Write every entry out again, exactly as given.

/---

PR #637, opened 2024-05-14
Replace/admin interface

pbking:
Replace the wp-admin interface with a React app that does the following:

* Export the theme zip
* Creates a new theme (Blank, clone child)
* Provides helpful information including details about the plugin, links to external resources and FAQs

image

image


beafialho:
I did a quick mockup of what this interface could look like, with a clearer content hierarchy and CTA's. The modal you shared above looks good to me when clicking each option.

CBT Interface

src/landing-page/landing-page.js
```diff
@@ -20,55 +20,55 @@ export default function LandingPage() {
...
 
-			<HStack alignment="left">
-				<Button variant="secondary" onClick={()=>setCreateModalType('blank')}>Create a new Blank Theme</Button>
+				<Button variant="link" style={{ fontSize:"22px"}} onClick={()=>setCreateModalType('blank')}>Create a new Blank Theme</Button>
 				<p>Start from scratch!  Create a blank theme to get started with your own design ideas.</p>
-			</HStack>
 
-			<HStack alignment="left">
-				<Button variant="secondary" onClick={()=>setCreateModalType('clone')}>Create a Clone of This Theme</Button><br/>
+				<Button variant="link" style={{ fontSize:"22px"}} onClick={()=>setCreateModalType('clone')}>Create a Clone of This Theme</Button><br/>
```
vcanales: Remove extra `br`, which separates the text from the title of the section.
```suggestion
				<Button variant="link" style={{ fontSize:"22px"}} onClick={()=>setCreateModalType('clone')}>Create a Clone of This Theme</Button>
```

pbking: Sorry, had to clobber your change.  Had quite a bit of styling work to push up.

vcanales: I don't know what clobber means 😂
But it's fine if it's gone :)

includes/class-create-block-theme-editor-tools.php
```diff
@@ -0,0 +1,38 @@
+<?php
+
+/**
+ * The Editor integration for the Create Block Theme plugin.
+ * @since      2.2.0
+ * @package    Create_Block_Theme
+ * @subpackage Create_Block_Theme/includes
+ * @author     WordPress.org
+ */
+class Create_Block_Theme_Editor_Tools {
```
vcanales: Let's keep the CBT class name prefix we've established.

includes/class-create-block-theme-admin-landing.php
```diff
@@ -0,0 +1,49 @@
+<?php
+
+/**
+ * The wp-admin landing page for the Create Block Theme plugin.
+ * @since      2.2.0
+ * @package    Create_Block_Theme
+ * @subpackage Create_Block_Theme/includes
+ * @author     WordPress.org
+ */
+class Create_Block_Theme_Admin_Landing {
```
vcanales: Let's keep the CBT class name prefix we've established.

vcanales (changes requested):
Took the liberty to:
1. Add missing translations
2. Change FAQ images to webp, which gives us a smaller filesize

src/landing-page/landing-page.js
```diff
@@ -0,0 +1,252 @@
...
+							{
+								a: (
+									// eslint-disable-next-line jsx-a11y/anchor-has-content
+									<a href="https://github.com/WordPress/create-block-theme" />
+								),
+							}
+						) }
+					</p>
+					<div className="cbt-lp-faq">
+						<h4>{ __( "FAQ's", 'create-block-theme' ) }</h4>
```
vcanales:
```suggestion
						<h4>{ __( "FAQ", 'create-block-theme' ) }</h4>
```

FAQ is already plural.

includes/class-create-block-theme-editor-tools.php
pbking: I actually wrote this part before we added the namespacing.  Thanks for pointing that out. :)

src/landing-page/create-modal.js
```diff
@@ -0,0 +1,169 @@
...
+				constructionFunction = createChildTheme;
+				break;
+		}
+
+		if ( ! constructionFunction ) {
+			return;
+		}
+		constructionFunction( theme )
+			.then( () => {
+				// eslint-disable-next-line
```
vcanales: Specify which rules are being disabled, so that it's easy to tell why at a glance.

```suggestion
				// eslint-disable-next-line no-undef, no-alert
```

src/landing-page/create-modal.js
```diff
@@ -0,0 +1,169 @@
...
+	__experimentalVStack as VStack,
+	// eslint-disable-next-line
+	__experimentalSpacer as Spacer,
+	// eslint-disable-next-line
+	__experimentalText as Text,
+	Modal,
+	Button,
+	TextControl,
+	TextareaControl,
+} from '@wordpress/components';
```
vcanales:
```suggestion
import {
	// eslint-disable-next-line @wordpress/no-unsafe-wp-apis
	__experimentalHStack as HStack,
	// eslint-disable-next-line @wordpress/no-unsafe-wp-apis
	__experimentalVStack as VStack,
	// eslint-disable-next-line @wordpress/no-unsafe-wp-apis
	__experimentalSpacer as Spacer,
	// eslint-disable-next-line @wordpress/no-unsafe-wp-apis
	__experimentalText as Text,
	Modal,
	Button,
	TextControl,
	TextareaControl,
} from '@wordpress/components';
```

\---

**EXERCISE OUTPUT:**
PR #637, opened 2024-05-14
Replace/admin interface

pbking:
Replace the wp-admin interface with a React app that does the following:

* Export the theme zip
* Creates a new theme (Blank, clone child)
* Provides helpful information including details about the plugin, links to external resources and FAQs

image

image


beafialho:
I did a quick mockup of what this interface could look like, with a clearer content hierarchy and CTA's. The modal you shared above looks good to me when clicking each option.

CBT Interface

src/landing-page/landing-page.js
```diff
@@ -20,55 +20,55 @@ export default function LandingPage() {
...
 
-			<HStack alignment="left">
-				<Button variant="secondary" onClick={()=>setCreateModalType('blank')}>Create a new Blank Theme</Button>
+				<Button variant="link" style={{ fontSize:"22px"}} onClick={()=>setCreateModalType('blank')}>Create a new Blank Theme</Button>
 				<p>Start from scratch!  Create a blank theme to get started with your own design ideas.</p>
-			</HStack>
 
-			<HStack alignment="left">
-				<Button variant="secondary" onClick={()=>setCreateModalType('clone')}>Create a Clone of This Theme</Button><br/>
+				<Button variant="link" style={{ fontSize:"22px"}} onClick={()=>setCreateModalType('clone')}>Create a Clone of This Theme</Button><br/>
```
vcanales: Remove extra `br`, which separates the text from the title of the section.
```suggestion
				<Button variant="link" style={{ fontSize:"22px"}} onClick={()=>setCreateModalType('clone')}>Create a Clone of This Theme</Button>
```

pbking: Sorry, had to clobber your change.  Had quite a bit of styling work to push up.

vcanales: I don't know what clobber means 😂
But it's fine if it's gone :)

includes/class-create-block-theme-editor-tools.php
```diff
@@ -0,0 +1,38 @@
+<?php
+
+/**
+ * The Editor integration for the Create Block Theme plugin.
+ * @since      2.2.0
+ * @package    Create_Block_Theme
+ * @subpackage Create_Block_Theme/includes
+ * @author     WordPress.org
+ */
+class Create_Block_Theme_Editor_Tools {
```
vcanales: Let's keep the CBT class name prefix we've established.

includes/class-create-block-theme-admin-landing.php
```diff
@@ -0,0 +1,49 @@
+<?php
+
+/**
+ * The wp-admin landing page for the Create Block Theme plugin.
+ * @since      2.2.0
+ * @package    Create_Block_Theme
+ * @subpackage Create_Block_Theme/includes
+ * @author     WordPress.org
+ */
+class Create_Block_Theme_Admin_Landing {
```
vcanales: Let's keep the CBT class name prefix we've established.

vcanales (changes requested):
Took the liberty to:
1. Add missing translations
2. Change FAQ images to webp, which gives us a smaller filesize

src/landing-page/landing-page.js
```diff
@@ -0,0 +1,252 @@
...
+							{
+								a: (
+									// eslint-disable-next-line jsx-a11y/anchor-has-content
+									<a href="https://github.com/WordPress/create-block-theme" />
+								),
+							}
+						) }
+					</p>
+					<div className="cbt-lp-faq">
+						<h4>{ __( "FAQ's", 'create-block-theme' ) }</h4>
```
vcanales:
```suggestion
						<h4>{ __( "FAQ", 'create-block-theme' ) }</h4>
```

FAQ is already plural.

includes/class-create-block-theme-editor-tools.php
pbking: I actually wrote this part before we added the namespacing.  Thanks for pointing that out. :)

src/landing-page/create-modal.js
```diff
@@ -0,0 +1,169 @@
...
+				constructionFunction = createChildTheme;
+				break;
+		}
+
+		if ( ! constructionFunction ) {
+			return;
+		}
+		constructionFunction( theme )
+			.then( () => {
+				// eslint-disable-next-line
```
vcanales: Specify which rules are being disabled, so that it's easy to tell why at a glance.

```suggestion
				// eslint-disable-next-line no-undef, no-alert
```

src/landing-page/create-modal.js
```diff
@@ -0,0 +1,169 @@
...
+	__experimentalVStack as VStack,
+	// eslint-disable-next-line
+	__experimentalSpacer as Spacer,
+	// eslint-disable-next-line
+	__experimentalText as Text,
+	Modal,
+	Button,
+	TextControl,
+	TextareaControl,
+} from '@wordpress/components';
```
vcanales:
```suggestion
import {
	// eslint-disable-next-line @wordpress/no-unsafe-wp-apis
	__experimentalHStack as HStack,
	// eslint-disable-next-line @wordpress/no-unsafe-wp-apis
	__experimentalVStack as VStack,
	// eslint-disable-next-line @wordpress/no-unsafe-wp-apis
	__experimentalSpacer as Spacer,
	// eslint-disable-next-line @wordpress/no-unsafe-wp-apis
	__experimentalText as Text,
	Modal,
	Button,
	TextControl,
	TextareaControl,
} from '@wordpress/components';
```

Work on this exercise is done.